- **DESCRIPTION OF THE TASK**
Output every record exactly, and nothing more.

- **INPUT MATERIAL**
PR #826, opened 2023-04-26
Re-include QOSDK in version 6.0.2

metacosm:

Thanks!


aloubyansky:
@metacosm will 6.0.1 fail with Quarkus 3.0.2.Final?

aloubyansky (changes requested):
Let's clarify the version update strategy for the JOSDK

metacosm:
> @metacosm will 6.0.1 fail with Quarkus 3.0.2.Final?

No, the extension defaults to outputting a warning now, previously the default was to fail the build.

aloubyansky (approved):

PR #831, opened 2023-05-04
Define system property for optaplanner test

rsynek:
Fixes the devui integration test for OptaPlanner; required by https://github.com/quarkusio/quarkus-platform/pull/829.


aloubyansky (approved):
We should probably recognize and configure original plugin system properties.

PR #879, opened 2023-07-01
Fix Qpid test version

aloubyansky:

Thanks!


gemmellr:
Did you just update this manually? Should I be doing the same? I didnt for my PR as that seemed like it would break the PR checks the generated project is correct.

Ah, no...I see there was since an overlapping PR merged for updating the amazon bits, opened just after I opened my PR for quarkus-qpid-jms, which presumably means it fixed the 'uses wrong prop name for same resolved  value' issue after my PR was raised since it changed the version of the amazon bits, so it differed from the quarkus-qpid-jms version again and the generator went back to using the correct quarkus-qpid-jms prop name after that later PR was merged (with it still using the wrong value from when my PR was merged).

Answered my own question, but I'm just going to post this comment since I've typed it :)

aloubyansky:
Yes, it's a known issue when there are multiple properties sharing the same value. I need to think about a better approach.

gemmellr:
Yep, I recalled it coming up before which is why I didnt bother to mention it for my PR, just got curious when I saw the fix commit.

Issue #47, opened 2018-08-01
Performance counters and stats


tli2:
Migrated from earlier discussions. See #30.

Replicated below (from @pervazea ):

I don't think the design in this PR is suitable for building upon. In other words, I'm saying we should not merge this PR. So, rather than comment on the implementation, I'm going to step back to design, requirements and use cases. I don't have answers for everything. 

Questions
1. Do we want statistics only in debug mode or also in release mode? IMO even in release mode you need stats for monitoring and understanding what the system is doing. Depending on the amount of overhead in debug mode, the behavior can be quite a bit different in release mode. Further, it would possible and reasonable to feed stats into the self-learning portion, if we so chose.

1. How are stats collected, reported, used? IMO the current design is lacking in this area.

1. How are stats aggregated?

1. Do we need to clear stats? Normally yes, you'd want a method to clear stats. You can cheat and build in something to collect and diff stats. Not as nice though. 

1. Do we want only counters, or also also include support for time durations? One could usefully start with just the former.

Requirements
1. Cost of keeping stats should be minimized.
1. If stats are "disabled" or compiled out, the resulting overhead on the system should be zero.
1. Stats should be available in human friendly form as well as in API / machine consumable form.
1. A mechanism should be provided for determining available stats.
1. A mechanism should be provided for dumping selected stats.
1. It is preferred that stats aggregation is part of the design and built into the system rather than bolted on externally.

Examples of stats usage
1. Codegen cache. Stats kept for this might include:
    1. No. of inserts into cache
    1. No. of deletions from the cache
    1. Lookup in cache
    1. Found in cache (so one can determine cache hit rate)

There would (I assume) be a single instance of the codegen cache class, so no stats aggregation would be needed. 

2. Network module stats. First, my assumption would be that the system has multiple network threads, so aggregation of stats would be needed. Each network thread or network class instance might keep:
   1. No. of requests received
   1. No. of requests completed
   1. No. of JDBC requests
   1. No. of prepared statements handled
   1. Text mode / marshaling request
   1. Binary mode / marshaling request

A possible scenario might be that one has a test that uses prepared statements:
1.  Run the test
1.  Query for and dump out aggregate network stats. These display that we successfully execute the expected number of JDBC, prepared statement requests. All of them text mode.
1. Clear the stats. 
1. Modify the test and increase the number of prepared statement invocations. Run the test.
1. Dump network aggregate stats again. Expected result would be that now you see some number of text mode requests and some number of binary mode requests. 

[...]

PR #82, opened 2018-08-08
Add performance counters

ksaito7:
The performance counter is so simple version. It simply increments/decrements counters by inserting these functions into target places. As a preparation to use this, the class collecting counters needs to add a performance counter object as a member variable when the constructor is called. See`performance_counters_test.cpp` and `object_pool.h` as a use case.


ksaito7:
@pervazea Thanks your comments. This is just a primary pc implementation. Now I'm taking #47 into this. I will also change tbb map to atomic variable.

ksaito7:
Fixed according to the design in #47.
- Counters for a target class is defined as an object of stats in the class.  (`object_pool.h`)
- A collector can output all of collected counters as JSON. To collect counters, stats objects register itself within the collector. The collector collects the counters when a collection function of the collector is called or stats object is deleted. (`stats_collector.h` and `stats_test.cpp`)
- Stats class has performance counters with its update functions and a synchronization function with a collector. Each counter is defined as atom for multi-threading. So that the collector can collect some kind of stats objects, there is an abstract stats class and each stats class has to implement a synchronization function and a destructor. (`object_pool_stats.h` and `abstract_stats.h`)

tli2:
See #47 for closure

- **COMPLETED TASK**
PR #826, opened 2023-04-26
Re-include QOSDK in version 6.0.2

metacosm:

Thanks!


aloubyansky:
@metacosm will 6.0.1 fail with Quarkus 3.0.2.Final?

aloubyansky (changes requested):
Let's clarify the version update strategy for the JOSDK

metacosm:
> @metacosm will 6.0.1 fail with Quarkus 3.0.2.Final?

No, the extension defaults to outputting a warning now, previously the default was to fail the build.

aloubyansky (approved):

PR #831, opened 2023-05-04
Define system property for optaplanner test

rsynek:
Fixes the devui integration test for OptaPlanner; required by https://github.com/quarkusio/quarkus-platform/pull/829.


aloubyansky (approved):
We should probably recognize and configure original plugin system properties.

PR #879, opened 2023-07-01
Fix Qpid test version

aloubyansky:

Thanks!


gemmellr:
Did you just update this manually? Should I be doing the same? I didnt for my PR as that seemed like it would break the PR checks the generated project is correct.

Ah, no...I see there was since an overlapping PR merged for updating the amazon bits, opened just after I opened my PR for quarkus-qpid-jms, which presumably means it fixed the 'uses wrong prop name for same resolved  value' issue after my PR was raised since it changed the version of the amazon bits, so it differed from the quarkus-qpid-jms version again and the generator went back to using the correct quarkus-qpid-jms prop name after that later PR was merged (with it still using the wrong value from when my PR was merged).

Answered my own question, but I'm just going to post this comment since I've typed it :)

aloubyansky:
Yes, it's a known issue when there are multiple properties sharing the same value. I need to think about a better approach.

gemmellr:
Yep, I recalled it coming up before which is why I didnt bother to mention it for my PR, just got curious when I saw the fix commit.

Issue #47, opened 2018-08-01
Performance counters and stats


tli2:
Migrated from earlier discussions. See #30.

Replicated below (from @pervazea ):

I don't think the design in this PR is suitable for building upon. In other words, I'm saying we should not merge this PR. So, rather than comment on the implementation, I'm going to step back to design, requirements and use cases. I don't have answers for everything. 

Questions
1. Do we want statistics only in debug mode or also in release mode? IMO even in release mode you need stats for monitoring and understanding what the system is doing. Depending on the amount of overhead in debug mode, the behavior can be quite a bit different in release mode. Further, it would possible and reasonable to feed stats into the self-learning portion, if we so chose.

1. How are stats collected, reported, used? IMO the current design is lacking in this area.

1. How are stats aggregated?

1. Do we need to clear stats? Normally yes, you'd want a method to clear stats. You can cheat and build in something to collect and diff stats. Not as nice though. 

1. Do we want only counters, or also also include support for time durations? One could usefully start with just the former.

Requirements
1. Cost of keeping stats should be minimized.
1. If stats are "disabled" or compiled out, the resulting overhead on the system should be zero.
1. Stats should be available in human friendly form as well as in API / machine consumable form.
1. A mechanism should be provided for determining available stats.
1. A mechanism should be provided for dumping selected stats.
1. It is preferred that stats aggregation is part of the design and built into the system rather than bolted on externally.

Examples of stats usage
1. Codegen cache. Stats kept for this might include:
    1. No. of inserts into cache
    1. No. of deletions from the cache
    1. Lookup in cache
    1. Found in cache (so one can determine cache hit rate)

There would (I assume) be a single instance of the codegen cache class, so no stats aggregation would be needed. 

2. Network module stats. First, my assumption would be that the system has multiple network threads, so aggregation of stats would be needed. Each network thread or network class instance might keep:
   1. No. of requests received
   1. No. of requests completed
   1. No. of JDBC requests
   1. No. of prepared statements handled
   1. Text mode / marshaling request
   1. Binary mode / marshaling request

A possible scenario might be that one has a test that uses prepared statements:
1.  Run the test
1.  Query for and dump out aggregate network stats. These display that we successfully execute the expected number of JDBC, prepared statement requests. All of them text mode.
1. Clear the stats. 
1. Modify the test and increase the number of prepared statement invocations. Run the test.
1. Dump network aggregate stats again. Expected result would be that now you see some number of text mode requests and some number of binary mode requests. 

[...]

PR #82, opened 2018-08-08
Add performance counters

ksaito7:
The performance counter is so simple version. It simply increments/decrements counters by inserting these functions into target places. As a preparation to use this, the class collecting counters needs to add a performance counter object as a member variable when the constructor is called. See`performance_counters_test.cpp` and `object_pool.h` as a use case.


ksaito7:
@pervazea Thanks your comments. This is just a primary pc implementation. Now I'm taking #47 into this. I will also change tbb map to atomic variable.

ksaito7:
Fixed according to the design in #47.
- Counters for a target class is defined as an object of stats in the class.  (`object_pool.h`)
- A collector can output all of collected counters as JSON. To collect counters, stats objects register itself within the collector. The collector collects the counters when a collection function of the collector is called or stats object is deleted. (`stats_collector.h` and `stats_test.cpp`)
- Stats class has performance counters with its update functions and a synchronization function with a collector. Each counter is defined as atom for multi-threading. So that the collector can collect some kind of stats objects, there is an abstract stats class and each stats class has to implement a synchronization function and a destructor. (`object_pool_stats.h` and `abstract_stats.h`)

tli2:
See #47 for closure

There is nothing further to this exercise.